Jonny is about to turn eighteen where she will be inducted into the family “curse” – something known as the Forevering where she will be filled with so much empathy and feeling that she will be able to take on the form of other people. Hilde, her guide, lets her know it will hurt – it will be agony. Reeder doesn’t shy away from the burden placed on women by patriarchy. Jonny was already rebellious and dangerous with blood streaming out of her nose from violent punches. After the Furthering she is feral and animal-like. She is ready to strike out and take revenge. Blood soaks her dreams and her waking hours. Hilde dips her fingers into Jonny’s menstrual blood that dripped on a rug and the blood opens a portal to a specifically female place; a portal that Jonny uses to locate the missing girls – the deep red becoming her power.
It is said that youth is wasted on the young. Reeder takes this maxim and makes it literal. Whoever is taking the teen girls is specifically taking them for parts. The adults in the town are obsessed with youth and plastic surgery. The perpetrator (perhaps a little too easy to guess in terms of identity) is a bizarre amalgam of fictional serial killers like Buffalo Bill and real killers like Ed Gein. He’s also deeply pathetic crying out “I’d fuck me, I’d fuck me.”

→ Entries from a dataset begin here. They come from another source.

PR #12409, opened 2021-11-19
feat: add HeartbeatListener to UI

### LINKED ISSUE #12295: Make HeartbeatListener public (moving outside of internal package)
### Feature Request
Currently the `HeartbeatListener` is inside the internal package "intended for internal use by the framework" which in turn implies, that it's not save to use in the long run, therefore I would request to make `HeartbeatListener` public.

Reasoning: In the past (v8) there were a lot of application that used to overwrite the `HeartbeatHandler` to calculate the time of idle in an application to show e.g. a counter to the user or some form of "idle warning". This used to be kinda invasive, because a lot of classes had to be extended. 

For example, the VaadinServletService with:
```java

  @Override
  protected List<RequestHandler> createRequestHandlers() throws ServiceException {
    List<RequestHandler> handlers = super.createRequestHandlers();
    for (int i = 0; i < handlers.size(); ++i) {
      if (handlers.get(i) instanceof HeartbeatHandler) {
        handlers.set(i, new CustomHearthbeatHandler());
      }
    }
    return handlers;
  }

```

Now that flow has a dedicated listener for such events in form of `HeartbeatListener` - I would like to use this, instead of overwriting yet again a lot of classes. This listener could be moved to the other listener like `UIInitListener` inside `VaadinService` or made accessible through the `UI`.

knoobie:
## Description

Moves `HeartbeatEvent` and `HeartbeatListener` from the internal package into the public packages.  
Creates a new method `UI::addHeartbeatListener` as public API to use instead of the internal API from `UIInternal`.

Fixes #12295 

## Type of change

- [ ] Bugfix
- [x] Feature

## Checklist

- [ x I have performed self-review and corrected misspellings.

### DIFF
--- a/flow-server/src/test/java/com/vaadin/flow/server/communication/HeartbeatHandlerTest.java
+++ b/flow-server/src/test/java/com/vaadin/flow/server/communication/HeartbeatHandlerTest.java
@@ -1,0 +1,57 @@
+/*
+ * Copyright 2000-2021 Vaadin Ltd.
+ *
+ * Licensed under the Apache License, Version 2.0 (the "License"); you may not
+ * use this file except in compliance with the License. You may obtain a copy of
+ * the License at
+ *
+ * http://www.apache.org/licenses/LICENSE-2.0
+ *
+ * Unless required by applicable law or agreed to in writing, software
+ * distributed under the License is distributed on an "AS IS" BASIS, WITHOUT
+ * WARRANTIES OR CONDITIONS OF ANY KIND, either express or implied. See the
+ * License for the specific language governing permissions and limitations under
+ * the License.
+ */
+package com.vaadin.flow.server.communication;
+
+import java.io.IOException;
+
+import org.junit.Test;
+import org.mockito.Mockito;
+
+import com.vaadin.flow.component.UI;
+import com.vaadin.flow.component.internal.UIInternals;
+import com.vaadin.flow.server.VaadinRequest;
+import com.vaadin.flow.server.VaadinResponse;
+import com.vaadin.flow.server.VaadinService;
+import com.vaadin.flow.server.VaadinSession;
+
+import static org.mockito.ArgumentMatchers.anyLong;
+import static org.mockito.Mockito.mock;
+import static org.mockito.Mockito.times;
+import static org.mockito.Mockito.when;
+
+public class HeartbeatHandlerTest {
+
+    @Test
+    public void synchronizedHandleRequest_uiPresent_setLastHeartbeatTimestampIsCalledOnce()
+            throws IOException {
+        VaadinService service = mock(VaadinService.class);
+        VaadinSession session = mock(VaadinSession.class);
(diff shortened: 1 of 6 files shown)


flow-server/src/test/java/com/vaadin/flow/component/internal/UIInternalsTest.java
```diff
@@ -125,47 +121,6 @@ public void init() {
         Mockito.when(ui.getSession()).thenReturn(session);
     }
 
-    @Test
-    public void heartbeatTimestampSet_heartbeatListenersAreCalled() {
```
knoobie, line 129: Tests are just moved to the UI

flow-server/src/test/java/com/vaadin/flow/server/communication/HeartbeatHandlerTest.java
```diff
@@ -0,0 +1,57 @@
...
+import com.vaadin.flow.server.VaadinResponse;
+import com.vaadin.flow.server.VaadinService;
+import com.vaadin.flow.server.VaadinSession;
+
+import static org.mockito.ArgumentMatchers.anyLong;
+import static org.mockito.Mockito.mock;
+import static org.mockito.Mockito.times;
+import static org.mockito.Mockito.when;
+
+public class HeartbeatHandlerTest {
```
knoobie, line 35: Instead of creating a IT module to test the "new feature", I opted for this addition.  Because `HeartbeatHandler`  had no tests and it doesn't blow up the CI build-time for a feature that is here for ages. Now it's at least verified, that `setLastHeartbeatTimestamp` is called for a UI.

flow-server/src/test/java/com/vaadin/flow/component/internal/UIInternalsTest.java
caalador: Did these need moving at all as they test the internals feature so they should perhaps be here and only have the new test added to UI

knoobie: They didn't have to - my idea behind this was to allow easier deprecation and later removal of the method inside UIInterals. I can move them back and add more tests to the UI if you want

caalador: If you could it would be better to have the tests "close" to the implementation as it's clearer where the feature is tested.

knoobie: Done. (failed test looks unrelated)

caalador (approved):

caalador:
Seems you made the PR just before `fix: Stabilize vite dev-mode ITs` went in. Mind updating on top of master so that it makes the now test more stable and not so random.

knoobie:
Just merged master into it, let me know if that works for you :)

Jonny along with girlfriend Elecktra, Nancy Drew the hell out of the mystery. Kirk is a locus for all the missing girls – each of them hooked up with him. His dad, the town policeman turned up soon after and then the girls were gone. Elecktra who also hooked up with Kirk says there is something not right about the cop. Again, Reeder is taking rational fears from women that law enforcement will not protect them from predators and making it a specific plot point. There is no-one for the girls of this small town to turn to except to each other.
Reeder’s feminist thesis can be at times wickedly funny, deeply bizarre, wonderfully and violently strange, but for all its otherworldly weirdness it is grounded in the real-life experiences of young women. Perpetrator is a nightmare that young women have over and over. By turning the film into a horror-soaked revenge thriller with Giallo overtones Reeder is crafting a smart and subversive rebuke to patriarchal oppression, not just from men but the crumb maidens who facilitate that oppression through subservience and conforming to objects of male desire.
Angela Carter taught us that there is a wolf in Little Red Riding Hood. Jennifer Reeder teaches us that there is a dark power in young women – their rage. If they turn that rage outwards against the norms that oppress them instead of inwards into self-loathing they are a mighty force. Perpetrator is a unique and substantial investigation into the mysteries of growing up its inherent dangers. Girl power isn’t just a slogan in Perpetrator, it is a ferocious energy that can obliterate those who sought to feed off the fear and perceived vulnerability of young women.